Keynote speaker Perry Martin Jr. spoke about the impact and loss of the pandemic. He talked about how many marginalized Americans are worse off than when King was alive.
“The fight for and towards the dream of equality and social justice mustn’t be laid aside,” said Perry, a professor of business at Moorpark College and an Army veteran. “It must not waver.”

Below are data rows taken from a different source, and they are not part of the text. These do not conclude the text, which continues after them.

PR #2967, opened 2025-10-23
Fix high cardinality metrics by removing unbounded labels

fridrik01:
This PR addresses a metrics issue by removing unbounded labels from Prometheus metrics that can cause cardinality explosion and degrade system performance in our monitoring systems.

I believe it should be fine to remove these labels as we should have information about them in our logs/loki.

Note: if any Grafana dashboards relied on these labels, they may need to be updated to reflect the new metric structure.

### DIFF
--- a/beacon/blockchain/deposit.go
+++ b/beacon/blockchain/deposit.go
@@ -24,7 +24,6 @@ import (
 	"context"
 	"maps"
 	"slices"
-	"strconv"
 	"time"
 
 	"github.com/berachain/beacon-kit/primitives/math"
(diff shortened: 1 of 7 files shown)


beacon/blockchain/deposit.go
```diff
@@ -55,11 +54,10 @@ func (s *Service) fetchAndStoreDeposits(
 	ctx context.Context,
 	blockNum math.U64,
 ) {
-	blockNumStr := strconv.FormatUint(blockNum.Unwrap(), 10)
 	deposits, err := s.depositContract.ReadDeposits(ctx, blockNum, blockNum)
 	if err != nil {
 		s.logger.Error("Failed to read deposits", "error", err)
-		s.metrics.FailedToGetBlockLogs.With("block_num", blockNumStr).Add(1)
+		s.metrics.FailedToGetBlockLogs.Add(1)
```
abi87, line 60: q: with this change, we should be able to get the time when the failure happens and retrieve the corresponding logs correct?
If so, I am all for this change

beacon/blockchain/payload.go
```diff
@@ -223,7 +222,7 @@ func (s *Service) handleRebuildPayloadForRejectedBlock(
 
 	s.latestFcuReq.Store(&buildData.FCState)
 
-	s.metrics.markRebuildPayloadForRejectedBlockSuccess(nextBlkSlot)
+	s.metrics.markRebuildPayloadForRejectedBlockSuccess()
```
abi87, line 225: just make sure we duly log where we are making the metrics less expressive

abi87 (commented):
would just double check we have all the loggings we need, where we are dropping metrics.
This is a very important PR to save costs, would encourage @calbera and @rezbera to double check it and merge it asap

PR #2988, opened 2025-11-24
Remove orphaned blobs on started after incomplete block finalization

fridrik01:
This PR fixes potential orphaned blob sidecars on disk from incomplete block finalization.

If `FinalizeBlock` fails after `FinalizeSidecars` has persisted blob sidecars to disk, we may leave behind orphaned blobs at slot `lastBlockHeight + 1`. These orphaned blobs:
  - Consume disk space unnecessarily
  - Represent incomplete/invalid state since no corresponding block was finalized
  - Persist across node restarts

This PR addresses this so that on node startup (during CometBFT service initialization), check for and remove any orphaned blob sidecars at slot `lastBlockHeight + 1`. 

**Test plan**

I changed finalizeBlock so it a block has blobs it returns an error after running `FinalizeSidecars`. I then started a local node and ran `spamoor` to send blob tx. I observed beacon-kit panicked with "CONSENSUS FAILURE!!!". When starting the node again the blob saved in `FinalizeSidecars` was removed successfully

```
# start local node
make start
make start-geth

# send blobs
./bin/spamoor blobs --privkey=0xfffdbb37105441e14b0ee6330d855d8504ff39e705c3afa8f859ac9865f99306 --rpchost=http://localhost:8545 --count=10 --sidecars=3 --throughput=1

# observed panic in beacon-kit as described above:
2025-11-27T13:55:39Z INFO Successfully stored all blob sidecars 🚗 service=da-store slot=7 num_sidecars=3
2025-11-27T13:55:39Z WARN We are finalizing block with sidecars, lets return error!
2025-11-27T13:55:39Z ERRR Error in proxyAppConn.FinalizeBlock module=state err=some random error
2025-11-27T13:55:39Z ERRR CONSENSUS FAILURE!!! module=consensus err=failed to apply block; error some random error

# confirm the node saved blobs for slot 7:
~/workspace/beacon-kit % ll .tmp/beacond/data/blobs/7
total 792
-rw-r--r--@ 1 fridrikasmundsson  staff  131928 Nov 27 13:55 0x807cb903e1f1f391c2a53e47d4b90772b88ba6a7c43639476c3c78302b20a0de5a6c004ccf6d4b676b111e054dcab339.ssz
-rw-r--r--@ 1 fridrikasmundsson  staff  131928 Nov 27 13:55 0x9516a34fc043963028a30afc14786cb57f276c05c4a4a20a6e65e599d851677648e710aa3cdb00d996ead59678063079.ssz
-rw-r--r--@ 1 fridrikasmundsson  staff  131928 Nov 27 13:55 0xa00a29bb78412ae38de1008979caa1169bdf5ea37b36400600340314a78190840716d970231707bc4496b80f868e0c41.ssz

#  when starting node again I saw
2025-11-27T13:56:14Z WARN enable state pruning to reduce memory footprint considerably strategy=nothing recommended strategies=everything or default
2025-11-27T13:56:14Z WARN Found orphaned blob sidecars from incomplete block finalization, removing service=blockchain slot=7 num_sidecars=3
2025-11-27T13:56:14Z INFO Successfully removed orphaned blob sidecars service=blockchain slot=7

# and blobs were cleaned up:
ll .tmp/beacond/data/blobs/7
ls: .tmp/beacond/data/blobs/7: No such file or directory
```

### DIFF
--- a/go.mod
+++ b/go.mod
@@ -56,7 +56,7 @@ require (
 
 // build/test dependencies
 require (
-	github.com/attestantio/go-eth2-client v0.27.1
+	github.com/attestantio/go-eth2-client v0.27.2
 	github.com/cosmos/ics23/go v0.11.0
 	github.com/ethereum/go-ethereum v1.15.5
 	github.com/ferranbt/fastssz v0.1.5-0.20240903094032-455b54c08c81
--- a/go.sum
+++ b/go.sum
@@ -67,8 +67,8 @@ github.com/allegro/bigcache v1.2.1-0.20190218064605-e24eb225f156 h1:eMwmnE/GDgah
 github.com/allegro/bigcache v1.2.1-0.20190218064605-e24eb225f156/go.mod h1:Cb/ax3seSYIx7SuZdm2G2xzfwmv3TPSk2ucNfQESPXM=
 github.com/antihax/optional v1.0.0/go.mod h1:uupD/76wgC+ih3iEmQUL+0Ugr19nfwCT1kdvxnR2qWY=
 github.com/armon/go-metrics v0.4.1/go.mod h1:E6amYzXo6aW1tqzoZGT755KkbgrJsSdpwZ+3JqfkOG4=
-github.com/attestantio/go-eth2-client v0.27.1 h1:g7bm+gG/p+gfzYdEuxuAepVWYb8EO+2KojV5/Lo2BxM=
-github.com/attestantio/go-eth2-client v0.27.1/go.mod h1:fvULSL9WtNskkOB4i+Yyr6BKpNHXvmpGZj9969fCrfY=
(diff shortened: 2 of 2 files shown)


consensus/cometbft/service/service.go
```diff
@@ -182,6 +182,11 @@ func NewService(
 		}
 	}
 
+	// Clean up any orphaned blob sidecars from incomplete block finalization.
+	if err = s.Blockchain.PruneOrphanedBlobs(lastBlockHeight); err != nil {
```
calbera, line 186: PR lgtm. 

Just a question @fridrik01, is it true that the blobs for the last block height on disk will never be needed again? even if the finalization for that height was done correctly. Just want to make sure that the removal of blobs is safe.

fridrik01: @calbera  Yes, the removal is safe, the `PruneOrphanedBlobs` only removes blobs at slot `lastBlockHeight + 1`, which is one height ahead of the last finalized block.

calbera: thanks!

Martin asked participants what the civil rights leader would wish if he were alive for his 93rd birthday to witness what happened to George Floyd and the protests and riots that followed.
The speaker also touched on the scourge of racism, the need for nonviolent protest and the belief that good people must not remain silent in the face of injustice.
“For it is through civic engagement, conflict resolution and sitting at the table as equals by which we can hear the voices of those unheard,” Martin said. “Those voices are generally the voices of the poor, disenfranchised, the disgusted and the angry.”
Martin spoke about how King was convinced that many were committed to the cause of social justice and about the event’s theme “One People, One Nation, One Dream… Let’s Keep Moving Forward.”
He said America must undergo a radical revolution of values and understand that Americans’ destiny is tied together.
“We need each other,” Martin said.
Finally, he called on people to eradicate hatred and bigotry, to work to dismantle institutional and systemic racism within law enforcement, academia, industry, government and in the home but especially in the nation.
He said faith and love, which informed King’s work, were the gift he left.
“Use that gift and make it become a realization that we as one people, one nation, one dream to keep moving forward can only be done in love,” Martin said.